What you should do: Here the whole listing must be retyped exactly, with no line omitted.

Records provided:
=== Section Start ===

PR #165, opened 2026-06-11
chore: add dependabot config

tamtamchik:
Adds a Dependabot configuration for weekly grouped dependency updates:

- `github-actions`: weekly, grouped, 7-day cooldown
- `uv`: weekly, all dependencies grouped, 7-day cooldown

Workflow actions are already pinned to commit hashes.

### DIFF
--- a/.github/dependabot.yml
+++ b/.github/dependabot.yml
@@ -1,0 +1,28 @@
+version: 2
+updates:
+  - package-ecosystem: "github-actions"
+    directory: "/"
+    schedule:
+      interval: "weekly"
+    cooldown:
+      default-days: 7
+    groups:
+      github-actions:
+        patterns: ["*"]
+    labels: ["dependencies", "github-actions"]
+    commit-message:
+      prefix: "ci"
+
+  - package-ecosystem: "uv"
+    directory: "/"
+    schedule:
+      interval: "weekly"
+    cooldown:
+      default-days: 7
+    groups:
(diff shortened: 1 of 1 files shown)


TheDZhon (approved):
LGTM

TheDZhon:
A few non-blocking follow-ups worth considering (none should hold up the merge):

1. Add a docker ecosystem block for the devcontainer base image. .devcontainer/Dockerfile pins the base image by digest (mcr.microsoft.com/devcontainers/python:3.11@sha256:…), and that image is built and run in regression.yml — so it's effectively part of our trusted execution environment for verification. The current config won't keep it updated; a docker block (directory /.devcontainer) would, the snippet could be like:
```
   - package-ecosystem: "docker"
    directory: "/.devcontainer"
    schedule:
      interval: "weekly"
    cooldown:
      default-days: 7
    labels: ["dependencies", "docker"]
    commit-message:
      prefix: "build"
```
2. File a note about the manually-pinned UV_VERSION drift. UV_VERSION=0.10.9 is hardcoded in both .devcontainer/Dockerfile and regression.yml. The uv ecosystem here bumps uv.lock/pyproject.toml deps but won't touch the uv binary version, so the resolver can drift from the locked deps it produced. Out of scope for this PR — just worth tracking in an issue so "Dependabot keeps us current" doesn't give a false sense of completeness.

PR #188, opened 2026-07-06
chore: add hyper native guard config

dry914:
Add config for Hypernative guard integration


tamtamchik (dismissed):
LGTM, only consider moving to yaml

tamtamchik (approved):

PR #189, opened 2026-07-13
chore: add SM+SR ETs

madlabman:
Covers CSMv3, CMv2 and SR ET factories

PR #191, opened 2026-07-13
chore: add SM+SR ET factories config

tamtamchik:
Builds on #189: converts the config to YAML, pins the audited commit with a link to the [07-2026 MixBytes Easy Track Factories audit](https://github.com/lidofinance/audits#07-2026-mixbytes-lido-easy-track-factories-srv3-csmv3-cmv2-security-audit), tags the OZ dependency as v4.3.2, and declares the known diffs:

- source: verified sources on Etherscan carry root-relative imports, GitHub uses relative ones (import hunks only, scoped via `line_ranges`);
- bytecode: `cbor_metadata` only — the metadata hash covers source file hashes, so the rewritten imports change it while the runtime code matches byte-for-byte.

Run is green: 9 allowed source + 9 allowed bytecode diffs, 0 failures.


TheDZhon (approved):
LGTM, should it be in CI or not though?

=== Section End ===

Result for this task:
PR #165, opened 2026-06-11
chore: add dependabot config

tamtamchik:
Adds a Dependabot configuration for weekly grouped dependency updates:

- `github-actions`: weekly, grouped, 7-day cooldown
- `uv`: weekly, all dependencies grouped, 7-day cooldown

Workflow actions are already pinned to commit hashes.

### DIFF
--- a/.github/dependabot.yml
+++ b/.github/dependabot.yml
@@ -1,0 +1,28 @@
+version: 2
+updates:
+  - package-ecosystem: "github-actions"
+    directory: "/"
+    schedule:
+      interval: "weekly"
+    cooldown:
+      default-days: 7
+    groups:
+      github-actions:
+        patterns: ["*"]
+    labels: ["dependencies", "github-actions"]
+    commit-message:
+      prefix: "ci"
+
+  - package-ecosystem: "uv"
+    directory: "/"
+    schedule:
+      interval: "weekly"
+    cooldown:
+      default-days: 7
+    groups:
(diff shortened: 1 of 1 files shown)


TheDZhon (approved):
LGTM

TheDZhon:
A few non-blocking follow-ups worth considering (none should hold up the merge):

1. Add a docker ecosystem block for the devcontainer base image. .devcontainer/Dockerfile pins the base image by digest (mcr.microsoft.com/devcontainers/python:3.11@sha256:…), and that image is built and run in regression.yml — so it's effectively part of our trusted execution environment for verification. The current config won't keep it updated; a docker block (directory /.devcontainer) would, the snippet could be like:
```
   - package-ecosystem: "docker"
    directory: "/.devcontainer"
    schedule:
      interval: "weekly"
    cooldown:
      default-days: 7
    labels: ["dependencies", "docker"]
    commit-message:
      prefix: "build"
```
2. File a note about the manually-pinned UV_VERSION drift. UV_VERSION=0.10.9 is hardcoded in both .devcontainer/Dockerfile and regression.yml. The uv ecosystem here bumps uv.lock/pyproject.toml deps but won't touch the uv binary version, so the resolver can drift from the locked deps it produced. Out of scope for this PR — just worth tracking in an issue so "Dependabot keeps us current" doesn't give a false sense of completeness.

PR #188, opened 2026-07-06
chore: add hyper native guard config

dry914:
Add config for Hypernative guard integration


tamtamchik (dismissed):
LGTM, only consider moving to yaml

tamtamchik (approved):

PR #189, opened 2026-07-13
chore: add SM+SR ETs

madlabman:
Covers CSMv3, CMv2 and SR ET factories

PR #191, opened 2026-07-13
chore: add SM+SR ET factories config

tamtamchik:
Builds on #189: converts the config to YAML, pins the audited commit with a link to the [07-2026 MixBytes Easy Track Factories audit](https://github.com/lidofinance/audits#07-2026-mixbytes-lido-easy-track-factories-srv3-csmv3-cmv2-security-audit), tags the OZ dependency as v4.3.2, and declares the known diffs:

- source: verified sources on Etherscan carry root-relative imports, GitHub uses relative ones (import hunks only, scoped via `line_ranges`);
- bytecode: `cbor_metadata` only — the metadata hash covers source file hashes, so the rewritten imports change it while the runtime code matches byte-for-byte.

Run is green: 9 allowed source + 9 allowed bytecode diffs, 0 failures.


TheDZhon (approved):
LGTM, should it be in CI or not though?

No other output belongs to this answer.